Collected data
◇ ◇ ◇ ◇ ◇ ◇ ◇

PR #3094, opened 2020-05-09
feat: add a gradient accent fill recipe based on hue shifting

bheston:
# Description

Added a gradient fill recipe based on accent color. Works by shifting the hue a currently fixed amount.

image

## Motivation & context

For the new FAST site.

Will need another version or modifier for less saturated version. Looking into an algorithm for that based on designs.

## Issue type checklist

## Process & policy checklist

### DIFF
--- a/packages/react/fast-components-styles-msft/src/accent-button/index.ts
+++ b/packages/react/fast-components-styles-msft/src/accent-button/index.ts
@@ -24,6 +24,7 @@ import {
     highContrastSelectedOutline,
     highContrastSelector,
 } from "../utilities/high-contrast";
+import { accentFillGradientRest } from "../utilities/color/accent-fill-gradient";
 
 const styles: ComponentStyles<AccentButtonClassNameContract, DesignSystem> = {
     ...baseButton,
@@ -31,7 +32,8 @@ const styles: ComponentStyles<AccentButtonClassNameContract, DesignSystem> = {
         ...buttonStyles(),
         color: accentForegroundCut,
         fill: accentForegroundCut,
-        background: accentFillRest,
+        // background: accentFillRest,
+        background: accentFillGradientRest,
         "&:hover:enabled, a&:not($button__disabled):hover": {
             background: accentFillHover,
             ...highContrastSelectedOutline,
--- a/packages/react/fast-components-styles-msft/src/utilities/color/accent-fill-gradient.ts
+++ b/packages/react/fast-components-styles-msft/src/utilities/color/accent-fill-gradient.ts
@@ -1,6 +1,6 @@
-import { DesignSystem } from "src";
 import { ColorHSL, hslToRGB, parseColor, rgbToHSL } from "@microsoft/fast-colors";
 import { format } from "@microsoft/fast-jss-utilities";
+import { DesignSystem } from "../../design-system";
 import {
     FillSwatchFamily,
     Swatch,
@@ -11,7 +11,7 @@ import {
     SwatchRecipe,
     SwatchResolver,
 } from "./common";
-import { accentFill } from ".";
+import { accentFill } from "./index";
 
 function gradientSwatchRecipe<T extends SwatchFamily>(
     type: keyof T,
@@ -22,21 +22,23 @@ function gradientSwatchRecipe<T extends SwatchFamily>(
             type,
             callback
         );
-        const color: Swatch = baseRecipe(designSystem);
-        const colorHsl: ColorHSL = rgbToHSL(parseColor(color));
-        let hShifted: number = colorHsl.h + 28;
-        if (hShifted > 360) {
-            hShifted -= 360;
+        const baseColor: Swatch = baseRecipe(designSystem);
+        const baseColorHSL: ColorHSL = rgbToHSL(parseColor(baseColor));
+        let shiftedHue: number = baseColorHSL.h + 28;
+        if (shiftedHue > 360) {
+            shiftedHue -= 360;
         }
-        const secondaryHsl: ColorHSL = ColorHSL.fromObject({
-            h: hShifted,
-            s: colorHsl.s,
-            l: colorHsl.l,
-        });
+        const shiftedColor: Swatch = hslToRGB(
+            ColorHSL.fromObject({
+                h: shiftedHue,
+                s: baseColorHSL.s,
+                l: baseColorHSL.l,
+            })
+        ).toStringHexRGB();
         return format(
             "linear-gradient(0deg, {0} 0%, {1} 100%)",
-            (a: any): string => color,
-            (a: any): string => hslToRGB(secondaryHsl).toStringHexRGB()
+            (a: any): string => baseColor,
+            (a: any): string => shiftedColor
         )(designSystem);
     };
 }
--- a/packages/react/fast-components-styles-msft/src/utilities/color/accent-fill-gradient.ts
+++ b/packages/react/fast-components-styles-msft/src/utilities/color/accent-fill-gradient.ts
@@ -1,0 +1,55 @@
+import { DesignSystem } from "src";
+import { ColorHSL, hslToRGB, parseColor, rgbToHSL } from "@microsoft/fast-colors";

◇ ◇ ◇ ◇ ◇ ◇ ◇

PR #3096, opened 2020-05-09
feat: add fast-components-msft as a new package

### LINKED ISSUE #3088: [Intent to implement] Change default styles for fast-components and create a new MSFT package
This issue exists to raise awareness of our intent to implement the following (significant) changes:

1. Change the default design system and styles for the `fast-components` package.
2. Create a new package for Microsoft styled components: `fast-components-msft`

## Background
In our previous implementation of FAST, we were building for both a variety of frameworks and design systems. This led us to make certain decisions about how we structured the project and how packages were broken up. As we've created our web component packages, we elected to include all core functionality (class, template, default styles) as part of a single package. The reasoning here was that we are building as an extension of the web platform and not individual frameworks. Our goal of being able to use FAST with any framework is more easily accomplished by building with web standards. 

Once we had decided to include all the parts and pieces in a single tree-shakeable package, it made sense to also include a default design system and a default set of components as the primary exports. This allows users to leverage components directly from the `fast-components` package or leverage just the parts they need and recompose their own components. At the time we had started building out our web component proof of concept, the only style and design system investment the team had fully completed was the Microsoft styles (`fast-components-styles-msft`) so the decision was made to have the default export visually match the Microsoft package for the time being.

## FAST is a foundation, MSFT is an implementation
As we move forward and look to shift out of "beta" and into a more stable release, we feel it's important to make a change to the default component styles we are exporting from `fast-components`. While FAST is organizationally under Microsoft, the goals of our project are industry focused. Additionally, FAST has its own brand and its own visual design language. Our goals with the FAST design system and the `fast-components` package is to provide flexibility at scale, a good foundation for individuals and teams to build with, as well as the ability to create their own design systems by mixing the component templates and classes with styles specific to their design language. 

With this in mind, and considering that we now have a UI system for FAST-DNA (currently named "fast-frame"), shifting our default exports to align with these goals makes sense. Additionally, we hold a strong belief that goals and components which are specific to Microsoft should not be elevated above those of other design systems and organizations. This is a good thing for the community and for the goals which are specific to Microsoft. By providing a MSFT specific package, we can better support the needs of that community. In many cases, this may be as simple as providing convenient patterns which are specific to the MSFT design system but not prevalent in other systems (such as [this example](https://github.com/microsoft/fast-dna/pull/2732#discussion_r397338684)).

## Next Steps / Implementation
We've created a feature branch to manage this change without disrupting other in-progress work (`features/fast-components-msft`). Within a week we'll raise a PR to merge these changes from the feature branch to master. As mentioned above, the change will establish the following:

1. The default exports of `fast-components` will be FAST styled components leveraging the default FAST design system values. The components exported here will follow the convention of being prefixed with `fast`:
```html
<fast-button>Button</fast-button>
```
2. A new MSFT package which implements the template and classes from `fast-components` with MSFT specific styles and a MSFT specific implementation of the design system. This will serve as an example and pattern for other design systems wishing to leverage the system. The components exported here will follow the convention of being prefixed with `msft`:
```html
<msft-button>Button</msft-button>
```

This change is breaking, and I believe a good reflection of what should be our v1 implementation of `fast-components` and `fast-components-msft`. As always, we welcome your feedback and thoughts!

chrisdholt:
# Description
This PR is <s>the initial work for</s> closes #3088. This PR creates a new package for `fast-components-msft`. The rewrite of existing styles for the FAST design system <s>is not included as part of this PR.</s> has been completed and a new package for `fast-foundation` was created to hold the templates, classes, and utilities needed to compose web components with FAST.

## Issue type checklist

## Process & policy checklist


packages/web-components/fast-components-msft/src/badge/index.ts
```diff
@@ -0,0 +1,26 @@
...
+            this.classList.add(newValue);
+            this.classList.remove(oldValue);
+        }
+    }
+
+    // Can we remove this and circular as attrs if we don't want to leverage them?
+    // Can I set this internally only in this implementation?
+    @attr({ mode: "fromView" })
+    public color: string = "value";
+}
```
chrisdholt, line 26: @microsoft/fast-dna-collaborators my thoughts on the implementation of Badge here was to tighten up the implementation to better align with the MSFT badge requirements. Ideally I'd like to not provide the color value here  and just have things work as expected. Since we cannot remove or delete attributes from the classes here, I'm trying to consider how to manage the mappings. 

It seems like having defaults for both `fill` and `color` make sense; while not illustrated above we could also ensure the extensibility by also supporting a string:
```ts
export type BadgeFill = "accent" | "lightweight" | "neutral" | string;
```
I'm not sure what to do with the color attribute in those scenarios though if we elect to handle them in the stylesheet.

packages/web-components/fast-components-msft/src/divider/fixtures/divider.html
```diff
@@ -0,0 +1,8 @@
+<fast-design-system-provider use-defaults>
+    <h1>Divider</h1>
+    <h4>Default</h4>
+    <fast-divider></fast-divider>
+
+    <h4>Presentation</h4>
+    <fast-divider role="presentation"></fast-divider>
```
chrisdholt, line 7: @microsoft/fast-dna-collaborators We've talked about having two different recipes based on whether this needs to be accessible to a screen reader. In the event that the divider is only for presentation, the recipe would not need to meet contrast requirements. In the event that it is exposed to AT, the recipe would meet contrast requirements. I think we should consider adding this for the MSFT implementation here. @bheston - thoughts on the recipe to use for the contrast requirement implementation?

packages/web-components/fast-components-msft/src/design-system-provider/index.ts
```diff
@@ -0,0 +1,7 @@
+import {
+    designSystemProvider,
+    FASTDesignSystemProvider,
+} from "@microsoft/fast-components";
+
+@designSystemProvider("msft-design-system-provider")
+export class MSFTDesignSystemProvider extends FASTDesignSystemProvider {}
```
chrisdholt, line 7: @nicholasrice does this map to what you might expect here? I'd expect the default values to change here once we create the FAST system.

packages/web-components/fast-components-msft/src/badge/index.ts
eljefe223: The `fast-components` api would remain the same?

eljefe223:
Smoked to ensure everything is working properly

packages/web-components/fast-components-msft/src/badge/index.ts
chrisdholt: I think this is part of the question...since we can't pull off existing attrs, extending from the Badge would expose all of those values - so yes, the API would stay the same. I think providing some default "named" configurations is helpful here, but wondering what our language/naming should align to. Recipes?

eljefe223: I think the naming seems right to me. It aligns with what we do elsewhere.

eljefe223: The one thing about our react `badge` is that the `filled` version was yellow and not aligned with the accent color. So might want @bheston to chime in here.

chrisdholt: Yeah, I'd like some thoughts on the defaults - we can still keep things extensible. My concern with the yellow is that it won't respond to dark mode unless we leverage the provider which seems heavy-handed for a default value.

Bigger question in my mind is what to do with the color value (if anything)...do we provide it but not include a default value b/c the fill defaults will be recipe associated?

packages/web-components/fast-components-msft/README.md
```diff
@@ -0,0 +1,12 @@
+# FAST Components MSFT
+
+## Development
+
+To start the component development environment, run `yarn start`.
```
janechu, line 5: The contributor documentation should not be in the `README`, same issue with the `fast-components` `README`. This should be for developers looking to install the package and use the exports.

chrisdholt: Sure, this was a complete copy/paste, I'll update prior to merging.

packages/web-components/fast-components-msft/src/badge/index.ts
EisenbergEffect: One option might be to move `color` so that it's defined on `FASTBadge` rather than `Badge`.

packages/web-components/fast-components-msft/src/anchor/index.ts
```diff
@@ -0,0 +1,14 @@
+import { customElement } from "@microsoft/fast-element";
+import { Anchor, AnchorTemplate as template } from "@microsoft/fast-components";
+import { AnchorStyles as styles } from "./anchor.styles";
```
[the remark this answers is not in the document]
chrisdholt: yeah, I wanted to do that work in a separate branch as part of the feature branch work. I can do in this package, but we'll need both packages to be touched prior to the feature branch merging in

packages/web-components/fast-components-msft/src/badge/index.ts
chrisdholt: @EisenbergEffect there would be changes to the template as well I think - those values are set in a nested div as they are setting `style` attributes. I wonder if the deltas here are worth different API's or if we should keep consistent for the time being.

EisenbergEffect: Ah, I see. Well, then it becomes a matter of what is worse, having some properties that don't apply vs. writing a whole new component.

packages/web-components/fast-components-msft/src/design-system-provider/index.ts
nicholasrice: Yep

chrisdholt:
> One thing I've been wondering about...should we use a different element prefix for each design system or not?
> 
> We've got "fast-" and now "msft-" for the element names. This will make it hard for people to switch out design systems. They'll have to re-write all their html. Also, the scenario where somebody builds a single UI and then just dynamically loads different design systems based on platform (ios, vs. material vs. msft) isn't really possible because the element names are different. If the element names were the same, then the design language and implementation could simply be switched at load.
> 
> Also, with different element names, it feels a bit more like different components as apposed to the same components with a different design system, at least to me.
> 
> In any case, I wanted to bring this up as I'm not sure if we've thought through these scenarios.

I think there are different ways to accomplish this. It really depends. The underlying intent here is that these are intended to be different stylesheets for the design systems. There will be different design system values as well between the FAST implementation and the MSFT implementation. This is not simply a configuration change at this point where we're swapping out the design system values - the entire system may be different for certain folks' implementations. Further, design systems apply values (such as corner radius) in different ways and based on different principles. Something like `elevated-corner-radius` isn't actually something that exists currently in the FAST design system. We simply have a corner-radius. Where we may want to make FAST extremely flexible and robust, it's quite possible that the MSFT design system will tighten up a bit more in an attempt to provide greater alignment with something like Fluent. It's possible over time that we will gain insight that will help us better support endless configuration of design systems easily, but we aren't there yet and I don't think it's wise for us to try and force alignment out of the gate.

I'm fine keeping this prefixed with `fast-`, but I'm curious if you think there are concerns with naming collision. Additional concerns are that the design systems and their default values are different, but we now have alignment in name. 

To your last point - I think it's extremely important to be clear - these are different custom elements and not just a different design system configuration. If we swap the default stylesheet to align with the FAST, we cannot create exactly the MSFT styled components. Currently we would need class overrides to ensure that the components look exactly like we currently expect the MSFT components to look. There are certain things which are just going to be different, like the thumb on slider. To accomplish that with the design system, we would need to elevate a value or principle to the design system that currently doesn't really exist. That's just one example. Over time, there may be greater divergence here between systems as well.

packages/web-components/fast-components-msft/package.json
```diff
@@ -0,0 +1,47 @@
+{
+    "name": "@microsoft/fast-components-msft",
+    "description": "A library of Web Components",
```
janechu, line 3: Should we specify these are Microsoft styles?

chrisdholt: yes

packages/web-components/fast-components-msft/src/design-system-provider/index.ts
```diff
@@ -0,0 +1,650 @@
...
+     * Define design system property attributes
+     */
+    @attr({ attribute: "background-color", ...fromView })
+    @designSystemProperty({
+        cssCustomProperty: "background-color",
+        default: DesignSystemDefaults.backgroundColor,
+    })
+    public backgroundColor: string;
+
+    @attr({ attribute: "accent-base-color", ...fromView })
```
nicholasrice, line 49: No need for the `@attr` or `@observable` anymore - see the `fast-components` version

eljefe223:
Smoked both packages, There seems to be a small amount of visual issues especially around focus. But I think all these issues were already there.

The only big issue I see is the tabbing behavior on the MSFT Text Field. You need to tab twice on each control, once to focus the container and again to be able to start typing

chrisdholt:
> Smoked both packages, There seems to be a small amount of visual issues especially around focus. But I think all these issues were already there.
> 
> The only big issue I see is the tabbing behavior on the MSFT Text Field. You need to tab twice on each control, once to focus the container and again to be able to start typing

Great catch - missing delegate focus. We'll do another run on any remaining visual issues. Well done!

◇ ◇ ◇ ◇ ◇ ◇ ◇

_Work request_:
Where a line in the entries holds the word "toStringHexRGB", copy that line.

_The answer_:
+        ).toStringHexRGB();
-            (a: any): string => hslToRGB(secondaryHsl).toStringHexRGB()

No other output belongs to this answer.